Além disso, existem 12 tipos de segmentação assistencial, que são as combinações das coberturas assistenciais, conforme dispõe o Anexo II da RN n° 85/04, quais sejam:

• Ambulatorial;
• Hospitalar com Obstetrícia;
• Hospitalar sem Obstetrícia;
• Odontológico;
• Referência;
• Ambulatorial + Hospitalar com Obstetrícia;
• Ambulatorial + Hospitalar sem Obstetrícia;
• Ambulatorial + Odontológico;
• Hospitalar com Obstetrícia + Odontológico;
• Hospitalar sem Obstetrícia + Odontológico;
• Ambulatorial + Hospitalar com Obstetrícia + Odontológico; e
• Ambulatorial + Hospitalar sem Obstetrícia + Odontológico.

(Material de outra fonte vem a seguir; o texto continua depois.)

PR #319, opened 2026-08-27
feat: Add platform to per_file rule

furtib:
Why:
We want the per_file rule to be a drop-in replacement for the monolithic rule.
For this, every attribute of the monolithic rule should be supported in the per_file rule too.

What:
- Added a platform attribute to per_file.  

Addresses:
none

### DIFF
--- a/src/per_file.bzl
+++ b/src/per_file.bzl
@@ -20,10 +20,15 @@ for each translation unit.
 load("@rules_cc//cc/common:cc_info.bzl", "CcInfo")
 load("codechecker_config.bzl", "get_config_file")
 load(
+    "common.bzl",
+    "version_specific_attributes",
+)
+load(
     "compile_commands.bzl",
     "SourceFilesInfo",
     "compile_commands_aspect",
     "compile_commands_impl",
+    "platforms_transition",
 )
 
 # buildifier: disable=unused-variable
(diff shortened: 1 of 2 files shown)


src/per_file.bzl
```diff
@@ -19,11 +19,16 @@ for each translation unit.
 
 load("@rules_cc//cc/common:cc_info.bzl", "CcInfo")
 load("codechecker_config.bzl", "get_config_file")
+load(
+    "common.bzl",
+    "version_specific_attributes",
+)
```
Szelethus: Mind that this function is only for Bazel <=6, which we no longer officially support. There is a decision to be made fornew features in between "might work" and outright "wont even budge" on non-supported versions. I think I'd lead towards the latter.

Szelethus (commented):
The PR is mostly trivial, just a question about older bazel versions.

src/per_file.bzl
furtib: I think that the fate of the `version_specific_attributes` flag is out of scope for this patch.
This should be handled in a separate ticket or PR.

Szelethus (approved):
LGTM, though we should eventually shed the overhead of bazel 6. Might be nicer to do it before landing this, but it doesn't matter much. Lets land it.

Assim sendo, não se deve confundir a cobertura assistencial com as demais características do plano, tais como padrão de acomodação, abrangência geográfica ou rede hospitalar.

 

 

8. O que é Abrangência Geográfica?

Abrangência Geográfica é a amplitude da área de cobertura assistencial do plano de saúde, em que a operadora fica obrigada a garantir todas as coberturas de assistência à saúde contratadas pelo beneficiário, podendo ser nacional, estadual, grupo de estados, municipal ou grupo de municípios.

 

 

9. Reajustes de planos de saúde para Pessoa Jurídica e Pessoa Física

1- Reajuste de plano de saúde Pessoa Física:

Todo ano a ANS divulga o índice que será aplicado aos contratos de pessoa física, sempre no mês de aniversário do contrato.

Clique aqui para conferir os índices de reajuste dos últimos anos.

 

2- Reajuste de plano de saúde Pessoa Jurídica com ate 29 vidas:

Serão levados em conta os últimos 12 meses de todos os contratos com 29 vidas ou menos em um agrupamento único que chamamos de “Pool de risco”, será calculado um único índice para todos os contratos dessa categoria.

Clique aqui para conferir os índices de reajuste dos últimos anos.

 

3- Reajuste de plano de saúde Pessoa Jurídica com 30 vidas ou mais:

Todo ano no mês de aniversário de contrato o índice de reajuste será negociado entre Unimed e Empresa.

 

 

10. Declaração de Saúde e CPT:

Todos os planos de saúde firmados entre Unimed e pessoa física ou Unimed e pessoa Jurídica com 29 vidas ou menos, terão que cumprir todas as carências antes citadas, e preencher e passar pela entrevista qualificada, que no preenchimento a pessoa fala sobre sua saúde e na hora de passar pelo médico ele avalia se há ou não mais alguma doença.

No caso de contratação de Plano Empresarial com 30 vidas ou mais, não se faz necessário o preenchimento da entrevista, para os beneficiários que iniciaram o plano e posteriormente para todos que aderirem em até 30 dias do evento (contratação para titulares e casamento ou nascimento para dependentes).